== Exercise prompt ==
Set down exactly the lines below, starting at the one that contains "This reproduces with" and ending at the one that contains "Start a WebServer", with both of those lines included and nothing else.

== Supplied material ==

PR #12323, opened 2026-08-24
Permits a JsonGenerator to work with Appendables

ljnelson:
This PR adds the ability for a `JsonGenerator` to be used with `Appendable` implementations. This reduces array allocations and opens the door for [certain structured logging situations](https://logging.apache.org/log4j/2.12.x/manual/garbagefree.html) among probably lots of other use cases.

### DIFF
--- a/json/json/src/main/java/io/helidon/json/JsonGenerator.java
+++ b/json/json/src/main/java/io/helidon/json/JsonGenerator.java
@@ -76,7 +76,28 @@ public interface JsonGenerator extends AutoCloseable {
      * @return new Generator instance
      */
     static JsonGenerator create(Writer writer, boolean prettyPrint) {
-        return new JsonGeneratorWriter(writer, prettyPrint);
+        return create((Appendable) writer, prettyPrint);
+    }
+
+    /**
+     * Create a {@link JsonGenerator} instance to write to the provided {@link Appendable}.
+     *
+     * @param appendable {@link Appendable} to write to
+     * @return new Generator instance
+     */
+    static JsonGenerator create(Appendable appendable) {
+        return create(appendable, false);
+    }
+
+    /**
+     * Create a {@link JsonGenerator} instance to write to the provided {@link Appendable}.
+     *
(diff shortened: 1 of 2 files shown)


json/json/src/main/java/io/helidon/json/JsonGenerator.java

--

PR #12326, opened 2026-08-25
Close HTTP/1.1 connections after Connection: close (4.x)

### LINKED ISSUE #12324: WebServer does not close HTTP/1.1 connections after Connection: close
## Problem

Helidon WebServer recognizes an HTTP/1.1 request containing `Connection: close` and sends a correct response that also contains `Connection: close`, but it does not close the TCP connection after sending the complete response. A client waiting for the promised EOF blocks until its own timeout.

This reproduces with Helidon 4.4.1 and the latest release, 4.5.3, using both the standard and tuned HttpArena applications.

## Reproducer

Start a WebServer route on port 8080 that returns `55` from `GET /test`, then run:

* * *

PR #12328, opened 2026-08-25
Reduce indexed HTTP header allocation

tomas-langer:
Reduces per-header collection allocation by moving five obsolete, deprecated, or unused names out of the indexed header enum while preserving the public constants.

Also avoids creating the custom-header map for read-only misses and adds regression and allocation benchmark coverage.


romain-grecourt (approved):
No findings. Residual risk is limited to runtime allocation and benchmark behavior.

== Output below ==
This reproduces with Helidon 4.4.1 and the latest release, 4.5.3, using both the standard and tuned HttpArena applications.

## Reproducer

Start a WebServer route on port 8080 that returns `55` from `GET /test`, then run:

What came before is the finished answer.